High-Dimension EEG Biometric Authentication Leveraging Sub-Band Cube-Code Representation


IŞIKLI ESENER İ., Kilinc O., URAZEL B., Yaman B. N., İLHAN ALGIN D., ERGİN S.

TRAITEMENT DU SIGNAL, cilt.40, sa.5, ss.1983-1995, 2023 (SCI-Expanded) identifier identifier

  • Yayın Türü: Makale / Tam Makale
  • Cilt numarası: 40 Sayı: 5
  • Basım Tarihi: 2023
  • Doi Numarası: 10.18280/ts.400517
  • Dergi Adı: TRAITEMENT DU SIGNAL
  • Derginin Tarandığı İndeksler: Science Citation Index Expanded (SCI-EXPANDED), Scopus, PASCAL, Business Source Elite, Business Source Premier, Compendex, zbMATH
  • Sayfa Sayıları: ss.1983-1995
  • Eskişehir Osmangazi Üniversitesi Adresli: Evet

Özet

Advancements in EEG biometric technologies have been hindered by two persistent challenges: the management of large data sizes and the unreliability of data resulting from various measurement environments. Addressing these challenges, this study introduces a novel methodology termed 'Cube-Code' for cognitive biometric authentication. As a preliminary step, Automatic Artifact Removal (AAR) leveraging wavelet Independent Component Analysis (wICA) is applied to EEG signals. This step transforms the signals into independent sub-components, effectively eliminating the effects of muscle movements and eye blinking. Subsequently, unique 3-Dimensional (3-D) Cube-Codes are generated, each representing an individual subject in the database. Each Cube-Code is constructed by stacking the alpha, beta, and theta sub-band partitions, obtained from each channel during each task, back-to-back. This forms a third-order tensor. The stacking of these three sub -bands within a Cube-Code not only prevents a dimension increase through concatenation but also permits the direct utilization of non-stationary data, bypassing the need for fiducial component detection.
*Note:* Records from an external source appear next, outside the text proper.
PR #282, opened 2024-08-27
add async121 control-flow-in-taskgroup

jakkdl:
closes #261 

Not sure whether to name the rule `control-flow-in-taskgroup`, `control-flow-in-nursery`, or `control-flow-in-taskgroup-or-nursery`. All previous nursery/taskgroup-related rules have in fact been about the cancelscope within them, such that none of them had to decide.
This made me want to double-check that this rule *is* exclusive to nursery/taskgroups, and that the rule shouldn't be expanded to also trigger on control flows inside cancelscopes, but I cannot personally come up with anything at least.

The test isn't *fully* exhaustive with nested loops and stuff, but the visitor is simple enough I think it's unlikely something would sneak through.

PR #285, opened 2024-09-06
Rst linting

jakkdl:
Fixes https://github.com/python-trio/flake8-async/pull/282#discussion_r1745922270
Adds https://pypi.org/project/sphinx-lint/ and fixes all errors pointed out by it.
Also fixing a broken bullet list I manually noticed

I did not add any of the following linters, but that could be revisited

* https://github.com/rstcheck/rstcheck which pointed out the markdown url in `changelog.rst`, but it was otherwise very noisy and didn't point out any actual errors.

* https://github.com/PyCQA/doc8 complains about a ton of lines being too long, so if we want to stick with a max char line length it's the tool to go for. I personally feel it's got much less of an upside compared to code, and can be a major hassle to reflow lines after editing them instead of just letting autowrap handle it.

* https://github.com/twolfson/restructuredtext-lint appears to have very few and very specific rules (that I'm guessing are mostly covered by one or more of the above linters)

### DIFF
--- a/.pre-commit-config.yaml
+++ b/.pre-commit-config.yaml
@@ -93,3 +93,8 @@ repos:
       hooks:
           - id: pretty-format-toml
             args: [--autofix]
+
+    - repo: https://github.com/sphinx-contrib/sphinx-lint
+      rev: v0.9.1
+      hooks:
+          - id: sphinx-lint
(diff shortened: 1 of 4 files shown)


Zac-HD (approved):
Nice!

PR #287, opened 2024-09-09
ASYNC113 & ASYNC121 false alarm with nested sync functions

### LINKED ISSUE #286: `ASYNC121` false alarm in nested async function definition
```python
import trio

async def fn():

        def foo():
            return  # safe, no lint warning

        async def bar():
            return  # false alarm ASYNC121
```

follows #261, #282; should be a pretty quick fix

jakkdl:
Fixes #286 

I also did a search for `visit_FunctionDef` and `visit_AsyncFunctionDef` in the codebase and caught the same error for async113 (though it should very rarely occur for 113). At first glance a couple other visitors had the same problem, until I noticed those were cst visitors (which instead has an `asynchronous` attribute).

For 113 we could consider having the logic for `visit_FunctionDef` being the same as `visit_AsyncFunctionDef` instead of always setting `self.aenter = False` in case users are transforming sync methods to async methods, but given such exotic stuff we're maybe better off staying away and avoiding super obscure false positives.

We could consider adding a test that checks if any AST visitors only has one of the visitors defined, and could do the same for `With`/`AsyncWith` and `For`/`AsyncFor` (the latter which was in fact only caught in code review for #282). It will have a decent false-positive ratio though, but not very troublesome to have an ignore list or declare dummy methods.

Another approach is preferring cst over AST, and I've been inconsistent when creating new visitors despite https://github.com/python-trio/flake8-async/issues/124. I should try and compile pros/cons and write a comment over there.

### DIFF
--- a/docs/changelog.rst
+++ b/docs/changelog.rst
@@ -4,6 +4,11 @@ Changelog
 
 `CalVer, YY.month.patch <https://calver.org/>`_
 
+24.9.2
+======
+- Fix false alarm in :ref:`ASYNC113 <async113>` and :ref:`ASYNC121 <async121>` with sync functions nested inside an async function.
+
+
 24.9.1
 ======
 - Add :ref:`ASYNC121 <async121>` control-flow-in-taskgroup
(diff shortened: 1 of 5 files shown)


Zac-HD (approved):
Thanks @jakkdl!

Issue #283, opened 2024-08-31
ASYNC102 await-in-finally-or-cancelled false alarms on nurseries


jakkdl:
https://github.com/python-trio/flake8-async/blob/225f15a98db4bb8ce4600127fd0fe90bc5c9c04b/tests/eval_files/async102.py#L117-L125

TODO:
* [ ] Special-case `async with open_nursery(...)`, and `async with anyio.create_task_group(...)` as not being checkpoints. (also affects other rules)
* [ ] handle `[nursery_name].cancel_scope.[deadline/shield]`

jakkdl:
The other rules that could be relevant are:
* ASYNC100 cancel-scope-no-checkpoint
  * A cancel scope with only a nursery can never be cancelled, so this should ignore `open_nursery`/`create_task_group`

Higher-Order Singular Value Decomposition (HOSVD) is then applied to perform a subspace analysis on each Cube-Code, an approach supported by previous literature concerning its effectiveness on 3-D tensors. Upon completion of the decomposition process, a flattening operation is executed to extract lower-dimensional, task -independent feature matrices for each subject. These feature matrices are then employed in five distinct deep learning architectures. The Cube-Code methodology was tested on EEG signals, composed of different tasks, from the PhysioNet EEG Motor Movement/Imagery (EEGMMI) dataset. The results demonstrate an authentication accuracy rate of approximately 98%. In conclusion, the novel Cube-Code methodology provides highly accurate results for subject recognition, delivering a new level of reliability in EEG-based biometric authentication.